Basically, for this you have to ask yourself why you want to split it and what
would you split it to. If ultimately what we'll get is something like
UserProfileA, UserProfileB, UserProfileC, then that's arguably worse than one
long UserProfile.

------
hardwaresofton
Made some small contributions to Zulip and I can confirm that their team (and
leader) is super friendly, and it's actually relatively easy to self-host
these days.

My personal favorite thing about Zulip is the keyboard navigation and how much
muscle memory you can build moving around threads/conversations. Of course
there's also the actual markdown (not some weird variant).

------
switch007
I remember coming across the Django part of the project a while ago and
thought it was quite nice and pretty. Neither over-engineered nor under.
[https://github.com/zulip/zulip/tree/master/zerver/lib](https://github.com/zulip/zulip/tree/master/zerver/lib)

------
jjordan
Zulip is fantastic, and any steps we can take to free ourselves from the
walled gardens is a good one, IMO.

------
evacchi
Zulip is great!

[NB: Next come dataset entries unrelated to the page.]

Issue #14080, opened 2019-12-27
Add sql window function support


othercorey:
Tracking issue for implementing window function support.

Goals:

- Any aggregate function can be extended to a window function
  - List of supported function is driver specific, up to user to pick right one
- Windows can be declared separate from functions and shared
- Support for all standard/common window definitions
  - Window Name
  - OVER()
  - PARTITION
  - ORDER BY
  - FRAME_START + FRAME_END
- Pre-defined wrappers for common window functions like `lag()` and `lead()`

inoas:
Ref https://github.com/cakephp/cakephp/issues/10670

ndm2:
I'm a little late to the party... but, @othercorey do you have any plans for adding support for [**named windows**](https://dev.mysql.com/doc/refman/8.0/en/window-functions-named-windows.html)? Looking at the current state, it would probably not possible to implement without breaking changes.

Also would you share my concern that the fact that all window functions that the builder can create are implemented as `AggregateExpression`, could be a little misleading, and perhaps awkward to use, given that not all window functions actually are aggregate functions, like `RANK()`, `ROW_NUMBER()`, `LAG()`, `LEAD()`, etc...?

othercorey:
Can you open a new issue so we aren't discussing in one that isn't listed?

ndm2:
Sure thing, I've create a new issue.

PR #14186, opened 2020-01-17
4.1 - Added WindowExpression with support for empty OVER () clause.

othercorey:

I didn't implement `WindowInterface` in this PR for easier review. It will be implemented by both 
`AggregateExpression` and `WindowExpression`.

### DIFF
--- a/src/Database/Expression/AggregateExpression.php
+++ b/src/Database/Expression/AggregateExpression.php
@@ -16,6 +16,9 @@ declare(strict_types=1);
  */
 namespace Cake\Database\Expression;
 
+use Cake\Database\ValueBinder;
+use Closure;
+
 /**
  * This represents a SQL aggregate function expression in a SQL statement.
  * Calls can be constructed by passing the name of the function and a list of params.
@@ -24,4 +27,64 @@ namespace Cake\Database\Expression;
  */
 class AggregateExpression extends FunctionExpression
 {
+    /**
+     * @var \Cake\Database\Expression\WindowExpression
+     */
+    protected $window;
+
+    /**
+     * Adds an empty `OVER()` window expression.
+     *
+     * If the window expression for this aggregate is already
+     * initialized, this does nothing.
+     *
+     * @return $this
+     */
+    public function over()
+    {
+        if ($this->window === null) {
+            $this->window = new WindowExpression();
+        }
+
+        return $this;
+    }
+
+    /**
+     * @inheritDoc
+     */
+    public function sql(ValueBinder $generator): string
+    {
+        $sql = parent::sql($generator);
+        if ($this->window !== null) {
+            $sql .= ' ' . $this->window->sql($generator);
+        }
+
+        return $sql;
+    }
+
+    /**
+     * @inheritDoc
+     */
+    public function traverse(Closure $visitor)
+    {
+        parent::traverse($visitor);
+        if ($this->window !== null) {
+            $this->window->traverse($visitor);
+        }
+
+        return $this;
+    }
+
+    /**
+     * @inheritDoc
+     */
+    public function count(): int
+    {
+        $count = parent::count();
+        if ($this->window !== null) {
+            $count = $count + 1;
+        }
+
+        return $count;
+    }
 }
--- a/src/Database/Expression/WindowInterface.php
+++ b/src/Database/Expression/WindowInterface.php
@@ -1,0 +1,110 @@
+<?php
+declare(strict_types=1);
+
+/**
+ * CakePHP(tm) : Rapid Development Framework (https://cakephp.org)
+ * Copyright (c) Cake Software Foundation, Inc. (https://cakefoundation.org)
+ *
+ * Licensed under The MIT License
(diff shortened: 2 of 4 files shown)


src/Database/Expression/AggregateExpression.php
```diff
@@ -24,4 +27,64 @@
...
+
+    /**
+     * Adds an empty `OVER()` window expression.
+     *
+     * If the window expression for this aggregate is already
+     * initialized, this does nothing.
+     *
+     * @return $this
+     */
+    public function over()
```
markstory: Once someone has created a window how do they get access to it?

src/Database/Expression/WindowInterface.php
```diff
@@ -0,0 +1,110 @@
...
+     * overriden by passing an array with the order as the key. The SQL standard
+     * for ordering must be followed.
+     *
+     * ```
+     * // this is the same as '1 FOLLOWING`
+     * $window->range(['following' => 1]);
+     * ```
+     *
+     * The SQL keywords `UNBOUNDED` and `CURRENT ROW` can be used directly or
+     * easier to read substitutes `null` and `0` instead.
```
markstory:
```suggestion
     * easier to read substitutes for `null` and `0` instead.
```

src/Database/Expression/WindowInterface.php
```diff
@@ -0,0 +1,110 @@
...
+     * ```
+     * // this is the same as 'CURRENT ROW'
+     * $window->range(0);
+     *
+     * // this is the same as 'UNBOUNDED PRECEDING'
+     * $window->range(null)
+     * ```
+     *
+     * @param array|int|string|null $start Frame start
+     * @param array|int|string|null $end Frame end
```
markstory: Do we need an array in the second parameter? We could eliminate the need for string types with a constant. A constant would give better autocompletion than a string would as well.

src/Database/Expression/WindowInterface.php
```diff
@@ -0,0 +1,110 @@
...
+     * specified per window.
+     *
+     * See `range()` for details on `$start` and `$end` format.
+     *
+     * @param array|int|string|null $start Frame start
+     * @param array|int|string|null $end Frame end
+     *  If not passed in, only frame start SQL will be generated.
+     * @return $this
+     */
+    public function rows($start, $end = 0);
```
markstory: Could use the constants here too.

src/Database/Expression/WindowInterface.php
```diff
@@ -0,0 +1,110 @@
...
+    public function range($start, $end = 0);
+
+    /**
+     * Adds a rows frame clause to the window. Only one frame clause can be
+     * specified per window.
+     *
+     * See `range()` for details on `$start` and `$end` format.
+     *
+     * @param array|int|string|null $start Frame start
+     * @param array|int|string|null $end Frame end
```
markstory: Does end need array?

src/Database/Expression/WindowInterface.php
```diff
@@ -0,0 +1,110 @@
...
+    public function rows($start, $end = 0);
+
+    /**
+     * Adds a groups frame clause to the window. Only one frame clause can be
+     * specified per window.
+     *
+     * See `range()` for details on `$start` and `$end` format.
+     *
+     * @param array|int|string|null $start Frame start
+     * @param array|int|string|null $end Frame end
```
markstory: Does end need array?

src/Database/Expression/WindowInterface.php
```diff
@@ -0,0 +1,110 @@
...
+    public function groups($start, $end = 0);
+
+    /**
+     * Adds a frame exclusion to the window.
+     *
+     * Known exclusion keywords are:
+     *  - CURRENT ROW
+     *  - GROUP
+     *  - TIES
+     *  - NO OTHERS
```
markstory: Should we have constants for these?

src/Database/Expression/AggregateExpression.php
othercorey: `AggregateExpression` will implement `WindowInterface` which passes the calls to `$window` and returns `$this` for chaining.

src/Database/Expression/WindowInterface.php
othercorey: Both end can be both 'preceding' and 'following'. We assume they want start = preceding and end = follow, but need to allow both.

src/Database/Expression/WindowInterface.php
```diff
@@ -0,0 +1,148 @@
...
+{
+    /**
+     * 'CURRENT ROW' frame start, end or exclusion
+     *
+     * @var int
+     */
+    public const CURRENT_ROW = 0;
+
+    /**
+     * 'UNBOUNDED PRECEDING' and '(offset) PRECEDING' frame start or end
```
othercorey: These can only work for the array format otherwise how can we tell the difference between offset integers and constants.  Users will have to specify `null` to mean unbounded.

markstory (approved):
Looking good to me. You'll learn more about the interface as you implement it :smile:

We've been using it for kie.zulipchat.com (Drools, jBPM,
OptaPlanner, Kogito). Quarkus team uses it too. Can't recommend it enough.
Only downside so far, you can't mute private conversations. Overall great
experience, though; threads really work.

------
erlend_sh
Seeing as Zulip is growing ever closer to a chat/forum hybrid, I hope you’ll
consider making Zulip instances browsable by guests, just like a Gitter or
Discourse instance.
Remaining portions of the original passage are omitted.